I am submitting the job to the cluster (4-node YARN mode v 2.3.0) with:
spark-submit --driver-class-path mssql-jdbc-7.0.0.jre8.jar \
--jars /path/to/mssql-jdbc-7.0.0.jre8.jar \
--conf spark.executor.extraClassPath=/path/to/mssql-jdbc-7.0.0.jre8.jar \
--conf "spark.driver.extraJavaOptions=-Djava.security.auth.login.config=/path/to/SQLJDBCDriver.conf" \
--conf "spark.executor.extraJavaOptions=-Djava.security.auth.login.config=/path/to/SQLJDBCDriver.conf" \
application.jar
Things work partially: the spark driver authenticates correctly and creates the table, however when any of the executors come to write to the table they fail with an exception:
java.security.PrivilegedActionException: GSSException: No valid credentials provided (Mechanism level: Failed to find any Kerberos tgt)
Observations:
- I can get everything to work if I specify SQL server credentials (however I need to use integrated security in my application)
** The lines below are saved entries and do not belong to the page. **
PR #28790, opened 2024-01-20
feat(s3): date-based partitioning for log objects

### LINKED ISSUE #28141: (aws-s3): server access logging support automatic date-based partitioning
### Describe the feature

S3 Bucket Logging Configuration should support automatic date-based partitioning for delivered logs.

### Use Case

See: https://aws.amazon.com/about-aws/whats-new/2023/11/amazon-s3-server-access-logging-date-partitioning/

### Proposed Solution

Probably need to introduce a new property and/or enum class to allow setting the [TargetObjectKeyFormat](https://docs.aws.amazon.com/AWSCloudFormation/latest/UserGuide/aws-properties-s3-bucket-targetobjectkeyformat.html)

### Other Information

https://docs.aws.amazon.com/AWSCloudFormation/latest/UserGuide/aws-properties-s3-bucket-partitionedprefix.html
https://docs.aws.amazon.com/AmazonS3/latest/userguide/ServerLogs.html

### Acknowledgements

### CDK version used

any

any

sakurai-ryo:
S3 server access logging newly supports date-based partitioning.
This feature allows key formats of log objects to be partitioned by date, which is useful when querying from Athena.

In CloudFormation, `TargetObjectKeyFormat` was added.
This object has the `PartitionedPrefix` and the `SimplePrefix` property, only one of which is allowed.
The `SimplePrefix` is the key format that originally existed.
The `PartitionedPrefix` is the new key format and allows the user to select either the event time or delivery time as the date source.

```yaml
Resources:
  S3BucketServerAccessLogEnabledTest:
    Type: AWS::S3::Bucket
    Properties:
      BucketName: access-log-test
      LoggingConfiguration:
        DestinationBucketName: myDestinationBucket
        LogFilePrefix: 'hello'
        TargetObjectKeyFormat:
          # You can deploy in either of the following formats
          SimplePrefix: {} # 1
          PartitionedPrefix: {} # 2
          PartitionedPrefix: # 3
            PartitionDateSource: EventTime # | DeliveryTime
```

whats-new
https://aws.amazon.com/about-aws/whats-new/2023/11/amazon-s3-server-access-logging-date-partitioning

CloudFormation User Guides
https://docs.aws.amazon.com/ja_jp/AWSCloudFormation/latest/UserGuide/aws-properties-s3-bucket-loggingconfiguration.html#cfn-s3-bucket-loggingconfiguration-targetobjectkeyformat

S3 User Guides
https://docs.aws.amazon.com/AmazonS3/latest/userguide/ServerLogs.html#server-access-logging-overview

Closes #28141

----


packages/aws-cdk-lib/aws-s3/lib/bucket.ts
```diff
@@ -1544,6 +1605,13 @@ export interface BucketProps {
    */
   readonly serverAccessLogsPrefix?: string;
 
+  /**
+   * Optional key format for log objects.
+   *
+   * @default - the default key format is: [DestinationPrefix][YYYY]-[MM]-[DD]-[hh]-[mm]-[ss]-[UniqueString]
+   */
+  readonly logObjectKeyFormat?: LogObjectKeyFormat;
+
```
aaythapa, line 1614: Would calling it `targetObjectKeyFormat` be better? Matches with the CFN property name and its essentially a pass through already.

aaythapa (commented):
Thank you for your contribution, looks great overall! Just one question.

packages/aws-cdk-lib/aws-s3/lib/bucket.ts
sakurai-ryo: Thanks!
Come to think of this, you are right.
Renamed the property and the enum-like class name.

I was thinking about naming the `log` prefix to the `targetObjectKeyFormat` because the log settings are flat in the `BucketProps` interface and it would be confusing without the `log` prefix.

sakurai-ryo:
Thanks for your review @aaythapa !
I renamed the property.

packages/aws-cdk-lib/aws-s3/lib/bucket.ts
```diff
@@ -1336,6 +1336,67 @@ export interface IntelligentTieringConfiguration {
...
+ * The key format for the log object.
+ */
+export abstract class TargetObjectKeyFormat {
+  /**
+   * Use partitioned prefix for log objects.
+   *
+   * The partitioned prefix format as follow:
+   * [DestinationPrefix][SourceAccountId]/​[SourceRegion]/​[SourceBucket]/​[YYYY]/​[MM]/​[DD]/​[YYYY]-[MM]-[DD]-[hh]-[mm]-[ss]-[UniqueString]
+   */
+  public static partitionedPrefix(dateSource?: PartitionDateSource): TargetObjectKeyFormat {
```
aaythapa, line 1364: is the `dataSource` parameter optional here? whats the behaviour if they do 
```
targetObjectKeyFormat: s3.TargetObjectKeyFormat.partitionedPrefix()
```

sakurai-ryo: @aaythapa 
Thanks for clarifying.
If the `dataSource` argument is not specified, `EventTime` is used as a default date source.

> PartitionedPrefix defaults to EventTime delivery when server access logs are delivered.
> https://docs.aws.amazon.com/AWSCloudFormation/latest/UserGuide/aws-properties-s3-bucket-partitionedprefix.html

Is it better to explicitly set `EventTime` for `CfnBucket` if no argument is specified?

aaythapa: @sakurai-ryo I think it'll depend. If the user doesn't set `dataSource` then the CFN template will look like the following (let me know if I'm wrong)
```
TargetObjectKeyFormat:
    PartitionedPrefix:
       PartitionDateSource: undefined
```
Will this still deploy and set the delivery to `EventTime`? Or is there a deployment error? If there is a deployment error then I think we should explicitly set it, if not I think it's fine to leave it as is.

Either way we should state somewhere (whether in the doc-string or the readme) that `PartitionedPrefix` defaults to `EventTime` delivery

sakurai-ryo: @aaythapa 
Thanks for digging into this and sorry for my lack of explanation.
In this case, the template would look like this.
I think this is because the undefined property disappears when stringifying from JS to JSON.
So the deployment will succeed.
I added integ-test to verify this.

```json
  "MyBucket43E0A113B": {
   "Type": "AWS::S3::Bucket",
   "Properties": {
    "LoggingConfiguration": {
     "DestinationBucketName": {
      "Ref": "MyAccessLogsBucketF7FE6635"
     },
     "LogFilePrefix": "example4",
     "TargetObjectKeyFormat": {
      "PartitionedPrefix": {}
     }
    }
   },
   "UpdateReplacePolicy": "Delete",
   "DeletionPolicy": "Delete"
  }
```

> Either way we should state somewhere (whether in the doc-string or the readme) that PartitionedPrefix defaults to EventTime delivery

Absolutely right.
I added the comment in doc-string.

aaythapa: Awesome, thank you

aaythapa (approved):
🚀🚀

PR #27138, opened 2023-09-14
feat(rds): support CA certificate for cluster instances

lpizzinidev:
Exposes the `caCertificate` property for an RDS cluster instance to allow specifying a custom CA identifier using the `CaCertificate` class.

Usage:
```
new DatabaseCluster(this, 'Database', {
  engine: rds.DatabaseClusterEngine.auroraMysql({ version: rds.AuroraMysqlEngineVersion.VER_3_01_0 }),
  writer: rds.ClusterInstance.provisioned('writer', {
    caCertificate: rds.CaCertificate.RDS_CA_RDS2048_G1,
  }),
  readers: [
    rds.ClusterInstance.serverlessV2('reader', {
      caCertificate: rds.CaCertificate.of('custom-ca'),
    }),
  ],
  vpc,
});
```

Closes #26865.

----

*By submitting this pull request, I confirm that my contribution is made under the terms of the Apache-2.0 license*

PR #28791, opened 2024-01-20
feat(docdb): support CA certificate for cluster instances

### LINKED ISSUE #28356: (documentDB): (Expose CACertificateIdentifier in L2 Construct)
### Describe the feature

Pls expose the CloudFormation CACertificateIdentifier property on the L2 construct `docDb.DatabaseCluster`

### Use Case

With that one does not have to use `Aspects` to set the ca certificate

### Proposed Solution

If one can guide me I might be able to submit a PR myself.

### Other Information

Right now one can use `Aspects` as a workaround:

```ts
import * as docDb from 'aws-cdk-lib/aws-docdb';

let database: docDb.DatabaseCluster;

// ... 

cdk.Aspects.of(database).add({
    visit: (node) => {
        if (node instanceof docDb.CfnDBInstance) {
            node.addPropertyOverride('CACertificateIdentifier', 'rds-ca-rsa2048-g1');
        }
    }
});
```

### Acknowledgements

### CDK version used

2.100.0

macOS 14.2

brokad:
Exposes the [CaCertificateIdentifier](https://docs.aws.amazon.com/AWSCloudFormation/latest/UserGuide/aws-resource-docdb-dbinstance.html#cfn-docdb-dbinstance-cacertificateidentifier) property of [AWS::DocDB::DBInstance](https://docs.aws.amazon.com/AWSCloudFormation/latest/UserGuide/aws-resource-docdb-dbinstance.html) in the L2 constructs `DatabaseCluster` and `DatabaseInstance` of `aws_docdb`. This allows specifying a custom CA identifier using the CaCertificate class.

Usage with `DatabaseCluster`:

```typescript
new DatabaseCluster(stack, 'Database', {
  // ...
  instanceType: InstanceType.of(InstanceClass.R5, InstanceSize.LARGE),
  instanceCaCertificate: CaCertificate.RDS_CA_RSA4096_G1,
  // ...
});
```

Usage with `DatabaseInstance`:

```typescript
new DatabaseInstance(stack, 'Instance', {
  cluster: databaseCluster,
  instanceType: InstanceType.of(InstanceClass.R5, InstanceSize.LARGE),
  caCertificate: CaCertificate.RDS_CA_RSA4096_G1,
});
```

This is modelled on #27138.

Closes #28356.

----


packages/aws-cdk-lib/aws-docdb/lib/cluster.ts
```diff
@@ -88,6 +89,17 @@ export interface DatabaseClusterProps {
...
+  /**
+   * The identifier of the CA certificate used for the instances.
+   *
+   * Specifying or updating this property triggers a reboot.
+   *
+   * @see https://docs.aws.amazon.com/documentdb/latest/developerguide/ca_cert_rotation.html
+   *
+   * @default - DocumentDB will choose a certificate authority
+   */
+  readonly instanceCaCertificate?: CaCertificate;
```
msambol, line 101: could you change this to just `caCertificate` ?

packages/aws-cdk-lib/aws-docdb/lib/ca-certificate.ts
```diff
@@ -0,0 +1,33 @@
...
+  /**
+   * rds-ca-rsa4096-g1 certificate authority
+   */
+  public static readonly RDS_CA_RSA4096_G1 = new CaCertificate('rds-ca-rsa4096-g1');
+
+  /**
+   * @param identifier - CA certificate identifier
+   */
+  private constructor(private readonly identifier: string) { }
+
```
msambol, line 26: I see RDS has the following:

```
  /**
   * Custom CA certificate
   *
   * @param identifier - CA certificate identifier
   */
  public static of(identifier: string) {
    return new CaCertificate(identifier);
  }
```

Do we need to support this? If not, this could be an `enum`.

msambol (commented):
Great stuff! See inline comments.

packages/aws-cdk-lib/aws-docdb/lib/ca-certificate.ts
brokad: That's a good question!

#27138 allows for it, so we probably should too for consistency. Anyway, in case a new CA gets added, it is probably better to have this instead of relying on a property override?

I've added the method.

brokad:
> Great stuff! See inline comments.

Thanks for the review!

packages/aws-cdk-lib/aws-docdb/lib/ca-certificate.ts
msambol: Possible to add a unit and integration test for this?

msambol (approved):
LGTM

scanlonp (changes requested):
Hey @brokad, thanks for this PR! I think this looks good overall, but I was wondering if we can just use the `CaCertificate` class defined in RDS. It looks like the two classes are identical, and the class seems more tied to RDS than anything.

I am not an expert on certificates, but unless there is a reason not to, I think we can import `CaCertificate` from RDS, and use it the same. This will keep the certificate list in one place for updates and maintainability.

vumdao:
Hope this ticket will be released soon, we'd like to update the CaCertificate through CDK instead of customizing or manually before Aug

brokad:
> Hey @brokad, thanks for this PR! I think this looks good overall, but I was wondering if we can just use the `CaCertificate` class defined in RDS. It looks like the two classes are identical, and the class seems more tied to RDS than anything.
> 
> I am not an expert on certificates, but unless there is a reason not to, I think we can import `CaCertificate` from RDS, and use it the same. This will keep the certificate list in one place for updates and maintainability.

Thanks for the review!

I have updated this PR to import `CaCertificate` from RDS. I noticed there probably is a typo in the variants introduced by f5a5a08a. The RSA CAs are labeled [`RDS_CA_RDS*_G1`](https://github.com/aws/aws-cdk/commit/f5a5a08af8563052f874c61cbe18f61064c00191#diff-908a12331ed40124af045fa94cc2aab6be56fb72c7a3ff3bc1ea37af7cf42625R20), but I'm guessing the intention was `RDS_CA_RSA*_G1`. I elected to not change this in RDS as I am assuming it would be a breaking change for folks already using it.

The update otherwise introduces no change to the previous state of this PR.

scanlonp (approved):
This looks great. I think the re-export is very nice for ease of use!

Looks like you are exactly right on the typo in the certificate enum, but probably does not need to be included in this PR. I can do a small change to update the name.

Thanks!

scanlonp:
@brokad, enum values updated with #30135, good catch.

scanlonp:
@vumdao, should be out in the next release 2.142.0, hopefully mid-next week.

PR #28792, opened 2024-01-20
feat(autoscaling):  `datapointsToAlarm` property for step scaling policy

### LINKED ISSUE #28749: AutoScalingGroup: `DatapointsToAlarm` property support for `BasicStepScalingPolicyProps`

- The keytab and login module file “SQLJDBCDriver.conf” seem to be specified correctly since they work for the driver
- I can see in the spark UI the executors pick up the correct command line options :
-Djava.security.auth.login.config=/path/to/SQLJDBCDriver.conf
After a lot of logging/debugging the difference in spark driver and executor behaviour, it seems to come down to the executor trying to use the wrong credentials even though the options specified should make it use those specified in the keytab file as it does successfully for the spark driver. (That is why it generates that particular exception which is what it does if I try deliberately incorrect credentials.)
Strangely, I can see in the debug output the JDBC driver finds and reads the SQLJDBCDriver.conf file and the keytab has to present (otherwise I get file not found failure) yet it then promptly ignores them and tries to use default behaviour/local user credentials.
Can anyone help me understand how I can force the executors to use credentials provided in a keytab or otherwise get JavaKerberos/SQL Server authentication to work with Spark?